_Task instructions_. From the listing below, extract every line in which the word "reason" appears.

_Exercise material_.
==================================================
PR #838, opened 2024-11-29
refactor: refresh token rotation

aeneasr:
## Checklist

### DIFF
--- a/handler/oauth2/flow_refresh.go
+++ b/handler/oauth2/flow_refresh.go
@@ -69,7 +69,6 @@ func (c *RefreshTokenGrantHandler) HandleTokenEndpointRequest(ctx context.Contex
 		scopeNames := strings.Join(c.Config.GetRefreshTokenScopes(ctx), " or ")
 		hint := fmt.Sprintf("The OAuth 2.0 Client was not granted scope %s and may thus not perform the 'refresh_token' authorization grant.", scopeNames)
 		return errorsx.WithStack(fosite.ErrScopeNotGranted.WithHint(hint))
-
 	}
 
 	// The authorization server MUST ... and ensure that the refresh token was issued to the authenticated client
@@ -134,25 +133,18 @@ func (c *RefreshTokenGrantHandler) PopulateTokenEndpointResponse(ctx context.Con
 		err = c.handleRefreshTokenEndpointStorageError(ctx, err)
 	}()
 
-	ts, err := c.TokenRevocationStorage.GetRefreshTokenSession(ctx, signature, nil)
-	if err != nil {
-		return err
-	} else if err := c.TokenRevocationStorage.RevokeAccessToken(ctx, ts.GetID()); err != nil {
-		return err
-	}
-
-	if err := c.TokenRevocationStorage.RevokeRefreshTokenMaybeGracePeriod(ctx, ts.GetID(), signature); err != nil {
-		return err
-	}
-
 	storeReq := requester.Sanitize([]string{})
-	storeReq.SetID(ts.GetID())
+	storeReq.SetID(requester.GetID())
+
+	if err = c.TokenRevocationStorage.RotateRefreshToken(ctx, requester.GetID(), signature); err != nil {
+		return err
+	}
 
 	if err = c.TokenRevocationStorage.CreateAccessTokenSession(ctx, accessSignature, storeReq); err != nil {
 		return err
 	}
 
-	if err = c.TokenRevocationStorage.CreateRefreshTokenSession(ctx, refreshSignature, storeReq); err != nil {
+	if err = c.TokenRevocationStorage.CreateRefreshTokenSession(ctx, refreshSignature, accessSignature, storeReq); err != nil {
 		return err
 	}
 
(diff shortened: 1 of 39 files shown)


alnr (approved):

handler/oauth2/flow_refresh.go
```diff
@@ -51,25 +51,31 @@ func (c *RefreshTokenGrantHandler) HandleTokenEndpointRequest(ctx context.Contex
 			return errorsx.WithStack(rErr)
 		}
 
-		return errorsx.WithStack(fosite.ErrInactiveToken.WithWrap(err).WithDebug(err.Error()))
+		return fosite.ErrInvalidGrant.WithWrap(err).
```
zepatrik, line 54: Why remove the stack for all these errors?
Also, why change the explicit error here? Could this be breaking? From the hint it seems like this should still be `fosite.ErrInactiveToken`.

handler/oauth2/flow_refresh.go
```diff
@@ -51,25 +51,31 @@ func (c *RefreshTokenGrantHandler) HandleTokenEndpointRequest(ctx context.Contex
...
+			WithDebugf("Refresh token re-use was detected. All related tokens have been revoked.")
 	} else if errors.Is(err, fosite.ErrNotFound) {
-		return errorsx.WithStack(fosite.ErrInvalidGrant.WithWrap(err).WithDebugf("The refresh token has not been found: %s", err.Error()))
+		return fosite.ErrInvalidGrant.WithWrap(err).
+			WithHint("The refresh token is malformed or not valid.").
+			WithDebug("The refresh token can not be found.")
 	} else if err != nil {
-		return errorsx.WithStack(fosite.ErrServerError.WithWrap(err).WithDebug(err.Error()))
-	} else if err := c.RefreshTokenStrategy.ValidateRefreshToken(ctx, originalRequest, refresh); err != nil {
+		return fosite.ErrInvalidGrant.WithWrap(err).WithDebug(err.Error())
```
zepatrik, line 62: Also here, the error should probably stay `fosite.ErrServerError`.

zepatrik (changes requested):

handler/oauth2/flow_refresh.go
zepatrik: OK, the spec is just weird here and `fosite.ErrInvalidGrant` is correct.

aeneasr: > Why remove the stack for all these errors?

`WithWrap` uses the passed error to do the stack trace - so the internal error already has a stack trace and then we just re-use this. It's a bit like `fmt.Errorf("%w",err)`

handler/oauth2/flow_refresh.go
```diff
@@ -130,30 +136,20 @@ func (c *RefreshTokenGrantHandler) PopulateTokenEndpointResponse(ctx context.Con
...
-		return err
-	} else if err := c.TokenRevocationStorage.RevokeAccessToken(ctx, ts.GetID()); err != nil {
-		return err
-	}
+	storeReq := requester.Sanitize([]string{})
+	storeReq.SetID(requester.GetID())
 
-	if err := c.TokenRevocationStorage.RevokeRefreshTokenMaybeGracePeriod(ctx, ts.GetID(), signature); err != nil {
-		return err
+	if err = c.TokenRevocationStorage.RotateRefreshToken(ctx, requester.GetID(), signature); err != nil {
```
mitar, line 143: @aeneasr I think this introduced a bug. After we upgraded our systems to the version with this change, no refresh tokens in our tests (where we use memory storage) got invalidated. The reason I think is that `requester` here has a completely new and random ID, which of course has nothing with the existing refresh token.

Previous code had it right, it retrieved refresh token requester with `GetRefreshTokenSession` and used `ts.GetID()` here. I think this should be fixed and correct requester ID should be passed here.

mitar: My current workaround is to fix this at store level:

```
func (s *MemoryStore) RotateRefreshToken(ctx context.Context, _ string, refreshTokenSignature string) error {
	ts, err := s.GetRefreshTokenSession(ctx, refreshTokenSignature, nil)
	if err != nil {
		return err
	}
	if err := s.RevokeRefreshToken(ctx, ts.GetID()); err != nil {
		return err
	}
	return s.RevokeAccessToken(ctx, ts.GetID())
}
```

But this is just a workaround, I think, it is completely useless to pass new requester ID into this function. Or is this something you use and need in Hydra?

aeneasr: The request ID is supposed to remain stable for the lifetime duration of a token chain, so this is correct! You can check the implementation in Hydra for reference

mitar: You are right. It works. I had in our code a part where I was unconditionally setting request ID to a new value. The reason is that I want a bit shorter ID representation than what default `uuid.New().String()` provides. I will have to find another way to do that. I could not find an easy way to patch `GetID()` to use a different ID constructor. :-(

Thanks.

aeneasr: Fosite’s not the easiest library to work with

mitar: Oh, it is great!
==================================================
_Answer for the task_.
mitar, line 143: @aeneasr I think this introduced a bug. After we upgraded our systems to the version with this change, no refresh tokens in our tests (where we use memory storage) got invalidated. The reason I think is that `requester` here has a completely new and random ID, which of course has nothing with the existing refresh token.
mitar: You are right. It works. I had in our code a part where I was unconditionally setting request ID to a new value. The reason is that I want a bit shorter ID representation than what default `uuid.New().String()` provides. I will have to find another way to do that. I could not find an easy way to patch `GetID()` to use a different ID constructor. :-(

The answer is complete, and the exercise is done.